#### Information

PR #33, opened 2019-06-11
Task/cce 71 steel thread health check

dbrown-va:
JIRA Issue: https://vasdvp.atlassian.net/browse/CCE-71

Added a steel thread health check that verifies both E&E and Facilities API's.  Also adds corresponding tests to maintain coverage.

**Note**: Will require update to DU to include new properties.


community-care-eligibility-api/src/main/java/gov/va/api/health/communitycareeligibility/api/CommunityCareEligibilityResponse.java
```diff
@@ -37,7 +37,7 @@
   @Data
   @Builder
   @NoArgsConstructor(access = AccessLevel.PRIVATE)
-  @AllArgsConstructor(access = AccessLevel.PRIVATE)
+  @AllArgsConstructor(access = AccessLevel.PUBLIC)
```
jblefkove-va: Let's keep this private and use the builder

community-care-eligibility/src/main/java/gov/va/api/health/communitycareeligibility/service/Exceptions.java
```diff
@@ -3,15 +3,15 @@
 import lombok.experimental.UtilityClass;
 
 @UtilityClass
-final class Exceptions {
-  static final class EeUnavailableException extends RuntimeException {
-    EeUnavailableException(Throwable cause) {
+public final class Exceptions {
```
jblefkove-va: CCE is a small enough app that it doesn't really need multiple packages. Put the health check class in the main package with everything else, then these can stay package-private.

community-care-eligibility/src/main/java/gov/va/api/health/communitycareeligibility/service/healthcheck/SteelThreadSystemCheck.java
```diff
@@ -0,0 +1,74 @@
...
+  /** 'By hand' all args constructor is required to inject non-string values from our properties. */
+  public SteelThreadSystemCheck(
+      @Autowired EligibilityAndEnrollmentClient eeClient,
+      @Autowired FacilitiesClient facilitiesClient,
+      @Value("${health-check.icn}") String icn,
+      @Value("${health-check.address.street}") String street,
+      @Value("${health-check.address.city}") String city,
+      @Value("${health-check.address.state}") String state,
+      @Value("${health-check.address.zip}") String zip,
+      @Value("${health-check.drive-minutes}") int driveMinutes) {
```
jblefkove-va: I'm inclined to hard-code the address and drive-minutes values and let `icn` be the only thing that needs configuration.

community-care-eligibility/src/main/resources/application.properties
```diff
@@ -21,3 +21,10 @@ ee.header.username=unset
 ee.request.name=CommunityCareInfo
 ee.truststore.password=unset
 ee.truststore.path=unset
+
+health-check.icn=skip
+health-check.address.street=46 W New Haven Ave
```
jblefkove-va: FYI there's not anything significant about this address... I happened to use it for testing one day and it stuck. But I would suggest good ole' `505 N John Rodes Blvd, Melbourne, FL 32934` for this

PR #38, opened 2019-06-12
changed root path for swagger

jjennings-va:
Updated root path for swagger to be 'v0/eligibility'

This PR will require a follow up change on the CCE kong route.

### DIFF
--- a/community-care-eligibility/src/main/java/gov/va/api/health/communitycareeligibility/service/HomeController.java
+++ b/community-care-eligibility/src/main/java/gov/va/api/health/communitycareeligibility/service/HomeController.java
@@ -26,7 +26,7 @@ public class HomeController {
 
   /** REST endpoint for OpenAPI JSON + redirect. */
   @GetMapping(
-    value = {"/", "/openapi.json", "/api/openapi.json"},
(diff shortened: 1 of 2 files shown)


community-care-eligibility/src/main/java/gov/va/api/health/communitycareeligibility/service/HomeController.java
```diff
@@ -26,7 +26,7 @@ public HomeController(@Value("classpath:/openapi.yaml") Resource openapi) {
 
   /** REST endpoint for OpenAPI JSON + redirect. */
   @GetMapping(
-    value = {"/", "/openapi.json", "/api/openapi.json"},
+    value = {"/v0/eligibility", "/openapi.json", "/api/openapi.json"},
```
jblefkove-va: The `v0/eligibility` should go up on the controller so that the `openapi.yaml` paths are also affected. (Also this class should be renamed, `HomeControllerV0` ?)

dtournour-va: Wouldn't you also need to add /v0/eligibility/openapi.json ?

jblefkove-va:
@dtournour-va I didn't understand your last comment. Are you good with this version?

PR #41, opened 2019-06-13
Updated to short circtuit calls and responses.

jjennings-va:
https://vasdvp.atlassian.net/browse/CCE-72

Short circuits added based off EE and /nearby responses

### DIFF
--- a/community-care-eligibility/src/main/java/gov/va/api/health/communitycareeligibility/service/CommunityCareEligibilityV0ApiController.java
+++ b/community-care-eligibility/src/main/java/gov/va/api/health/communitycareeligibility/service/CommunityCareEligibilityV0ApiController.java
@@ -24,6 +24,7 @@ import lombok.SneakyThrows;
 import lombok.extern.slf4j.Slf4j;
 import org.springframework.beans.factory.annotation.Autowired;
 import org.springframework.beans.factory.annotation.Value;
+import org.springframework.util.CollectionUtils;
 import org.springframework.validation.annotation.Validated;
 import org.springframework.web.bind.annotation.GetMapping;
 import org.springframework.web.bind.annotation.RequestMapping;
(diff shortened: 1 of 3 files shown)


community-care-eligibility/src/main/java/gov/va/api/health/communitycareeligibility/service/CommunityCareEligibilityV0ApiController.java
```diff
@@ -170,9 +157,48 @@ public CommunityCareEligibilityResponse search(
             .zip(zip.trim())
             .build();
 
+    boolean communityCareEligible = eligbleByEligbilityAndEnrollmentResponse(codeString);
+
+    if (communityCareEligible || codeString.contains("X")) {
```
jblefkove-va: Now that the `eligbleByEligbilityAndEnrollmentResponse` method has simplified to just check if the codeStrings contain G/H/N, it feels like that should be inlined here with the check for X. 

And you can use `CollectionUtils.containsAny` to simplify it a little more: `CollectionUtils.containsAny(codeStrings, Arrays.asList("G","H","N","X"))`

community-care-eligibility/src/main/java/gov/va/api/health/communitycareeligibility/service/CommunityCareEligibilityV0ApiController.java
```diff
@@ -170,9 +157,48 @@ public CommunityCareEligibilityResponse search(
...
+      return CommunityCareEligibilityResponse.builder()
+          .patientRequest(
+              CommunityCareEligibilityResponse.PatientRequest.builder()
+                  .serviceType(mappedServiceType)
```
jblefkove-va: This block of code to create the request object is duplicated. Can we do this once at the beginning of the method?

PR #16103, opened 2023-10-05
Fix issues and warnings caused by profiles.schema.json

### LINKED ISSUE #13387: Recurring vscode JSON validation issues
Recently started using Windows Terminal to try and bring all shells to one place. And it does its job perfectly, even allowing me to run an MSYS2 env at the click of a button! However, when editing the `settings.json` I noticed a couple validation warnings.

First off: `Matches multiple schemas when only one must validate.`
You guessed it, the `"backgroundImage"` key is acting up again, just like in 2019's #3909 which was supposedly fixed with #4045
Flagged in `settings.json` > `"profiles"` > `"defaults"` && `"list"` > `*`
Does **not** get flagged when put next to `"profiles"` (so in the top level of `settings.json`), while this _should_ cause the JSON to not validate at all.

Next up is a repeat of #11629 `Property intenseTextStyle is not allowed.` which was closed due to the issue going stale.
This gets flagged in `settings.json` > `"profiles"` > `"defaults"` && `"list"` > `*`
Does **not** get flagged when put next to `"profiles"` (so in the top level of `settings.json`), while this _should_ cause the JSON to not validate at all.

image

If requested, I can try other validators to see if the issue lies in vscode instead of here. Opted to open it here first because 3909 was also flagged and fixed as being a JSON schema issue

For completeness sake, let me add:
Windows Terminal version 1.13.11431.0
OS: Microsoft Windows [Version 10.0.19044.1766]

lhecker:
This addresses the following issues:
* The JSON Schema spec doesn't actually define whether objects with
  a "properties" key still require `"type": "object"` or not.
  VS Code for instance largely pretends as if it's implied, but when it
  encounters them inside a `oneOf` tree, then it behaves as if it isn't.
  In other words, we need to always set `"type": "object"`.
* Declaring an `oneOf` containing a `"type": "string"` and an `enum`
  doesn't work, because if one of the `enum` cases is given, it results
  in both variants to match, since any `enum` is also a `string`.
  We have to use `anyOf` instead.
* `SuggestionSource` used `"BuiltinSuggestionSource"` inside a `type`
  key which doesn't work. We have to use `$ref` for that.

Closes #13387

## Validation Steps Performed
* VS Code stops complaining ✅
* https://www.jsonschemavalidator.net/ ✅

### DIFF
--- a/doc/cascadia/profiles.schema.json
+++ b/doc/cascadia/profiles.schema.json
@@ -86,12 +86,19 @@
       ]
     },
     "BuiltinSuggestionSource": {
-      "enum": [
-        "commandHistory",
-        "tasks",
-        "all"
-      ],
-      "type": "string"
+      "type": "string",
+      "anyOf": [
+        {
+          "type": "string"
+        },
+        {
+          "enum": [
+            "commandHistory",
+            "tasks",
+            "all"
+          ]
+        }
+      ]
     },
     "SuggestionSource": {
       "default": "all",
@@ -99,15 +106,17 @@
       "$comment": "`tasks` and `local` are sources that would be added by the Tasks feature, as a follow-up",
       "oneOf": [
         {
-          "type": [ "string", "null", "BuiltinSuggestionSource" ]
+          "type": "null"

########

> _Aim of the task_: The expected output is each line of the records above that includes the word "AllArgsConstructor".

> _Expected output_:
-  @AllArgsConstructor(access = AccessLevel.PRIVATE)
+  @AllArgsConstructor(access = AccessLevel.PUBLIC)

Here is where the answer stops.